The invention can be implemented by means of hardware comprising several distinct elements, and by means of a suitably programmed computer. 'Computer program product' is to be understood to mean any software product stored on a computer-readable medium, such as a floppy disk, downloadable via a network, such as the Internet, or marketable in any other manner.

Claims

CLAIMS:

1. An electronic device (31) comprising electronic circuitry (33) configured to: align each lyrics fragment of a group of similar lyrics fragments in lyrics of a song with an audio fragment of a group of similar audio fragments of the song; and align each lyrics fragment of a further group of similar lyrics fragments in the lyrics of the song with an audio fragment of a further group of similar audio fragments of the song.

2. An electronic device as claimed in claim 1, wherein the group and/or the further group of similar lyrics fragments have been determined by comparing an amount of syllables per lyrics fragment, an amount of syllables per line and/or a rhyme scheme of lyrics fragments in the lyrics of the song.

3. An electronic device as claimed in claim 1, wherein the group and/or the further group of similar audio fragments have been determined by means of harmonic progression analysis.

4. A method of aligning a song with its lyrics, the method comprising the steps of: aligning (1) each lyrics fragment of a group of similar lyrics fragments in the lyrics of the song with an audio fragment of a group of similar audio fragments of the song; and aligning (3) each lyrics fragment of a further group of similar lyrics fragments in the lyrics of the song with an audio fragment of a further group of similar audio fragments of the song.

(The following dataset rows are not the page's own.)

PR #3538, opened 2022-11-03
opt_muxtree: set iterations limit based on number of muxes

CAFxX:
I sometime hit the `Giving up (too many iterations)` error in some large designs.

Untested, consider this a RFC.

### DIFF
--- a/passes/opt/opt_muxtree.cc
+++ b/passes/opt/opt_muxtree.cc
@@ -36,7 +36,7 @@ struct OptMuxtreeWorker
 	RTLIL::Module *module;
 	SigMap assign_map;
 	int removed_count;
-	int glob_abort_cnt = 100000;
+	int glob_abort_cnt;
 
 	struct bitinfo_t {
 		bool seen_non_mux;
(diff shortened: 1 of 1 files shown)


nakengelhardt:
Thanks! We discussed it a little and came up with a variant that shouldn't affect smaller designs but be a bit more strict at catching grossly nonlinear behavior on large designs. I pushed that to your PR, hope you don't mind!

CAFxX:
NP, just one small note though: I ran some tests on a local build of the PR and with a multiplier of 100 I still run into the problem; with a multiplier of 1000 the limit is not hit.

passes/opt/opt_muxtree.cc
```diff
@@ -146,6 +146,10 @@ struct OptMuxtreeWorker
 			log("  No muxes found in this module.\n");
 			return;
 		}
+		
+		// Limit the number of iterations based on the number of muxes.
+		// The multiplier (1000) is arbitrary.
+		glob_abort_cnt = max(100000, GetSize(mux2info) * 100);
```
CAFxX, line 152:
```suggestion
		// The multiplier (1000) is somewhat arbitrary, but smaller values cause the
		// iteration limit to be hit on large designs.
		glob_abort_cnt = max(100000, GetSize(mux2info) * 1000);
```

nakengelhardt:
That might be that your design is one of the cases of grossly nonlinear behavior we want to catch though - how much execution time difference do you have for `* 100` vs `* 1000` (both in minutes and in % of total time)?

5. A method as claimed in claim 4, wherein the group and/or the further group of similar lyrics fragments have been determined by comparing an amount of syllables per lyrics fragment, an amount of syllables per line and/or a rhyme scheme of lyrics fragments in the lyrics of the song.

6. A method as claimed in claim 4, wherein the group and/or the further group of similar audio fragments have been determined by means of harmonic progression analysis.

7. A computer program product comprising software for enabling a programmable device to perform the method of claim 4.

8. A database comprising a mapping between audio and lyrics fragments of a song, wherein the mapping has been created by means of the method of claim 4.

9. A signal comprising a mapping between audio and lyrics fragments of a song of the song, wherein the mapping has been created by means of the method of claim 4.